● **Description of the task**:
Every entry below, first to last, should be restated word for word.

● **Material provided**:
PR #2644, opened 2025-05-14
Added option for forwarding upload request

develeon:
Proposal to extend the `QuickAdapter` with a boolean `forwardUploadRequests` which can be set true
in order to forward upload request/multipart form-data to the upload handler.

In this way clients do not have to change endpoints for upload requests.

@ghostdogpr what do you think?

### DIFF
--- a/adapters/quick/src/main/scala/caliban/QuickRequestHandler.scala
+++ b/adapters/quick/src/main/scala/caliban/QuickRequestHandler.scala
@@ -42,14 +42,25 @@ final private class QuickRequestHandler[R](
   def configureWebSocket[R1](config: quick.WebSocketConfig[R1]): QuickRequestHandler[R & R1] =
     new QuickRequestHandler[R & R1](interpreter, config)
 
-  def handleHttpRequest(request: Request)(implicit trace: Trace): URIO[R, Response] = ZIO.suspendSucceed {
-    transformHttpRequest(request)
-      .flatMap(executeRequest(request.method, _))
-      .foldZIO(
-        Exit.succeed,
-        resp => Exit.succeed(transformResponse(request, resp))
+  def handleHttpRequest(forwardUploadRequests: Boolean = false)(request: Request)(implicit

● **The completed task**:
PR #2644, opened 2025-05-14
Added option for forwarding upload request

develeon:
Proposal to extend the `QuickAdapter` with a boolean `forwardUploadRequests` which can be set true
in order to forward upload request/multipart form-data to the upload handler.

In this way clients do not have to change endpoints for upload requests.

@ghostdogpr what do you think?

### DIFF
--- a/adapters/quick/src/main/scala/caliban/QuickRequestHandler.scala
+++ b/adapters/quick/src/main/scala/caliban/QuickRequestHandler.scala
@@ -42,14 +42,25 @@ final private class QuickRequestHandler[R](
   def configureWebSocket[R1](config: quick.WebSocketConfig[R1]): QuickRequestHandler[R & R1] =
     new QuickRequestHandler[R & R1](interpreter, config)
 
-  def handleHttpRequest(request: Request)(implicit trace: Trace): URIO[R, Response] = ZIO.suspendSucceed {
-    transformHttpRequest(request)
-      .flatMap(executeRequest(request.method, _))
-      .foldZIO(
-        Exit.succeed,
-        resp => Exit.succeed(transformResponse(request, resp))
+  def handleHttpRequest(forwardUploadRequests: Boolean = false)(request: Request)(implicit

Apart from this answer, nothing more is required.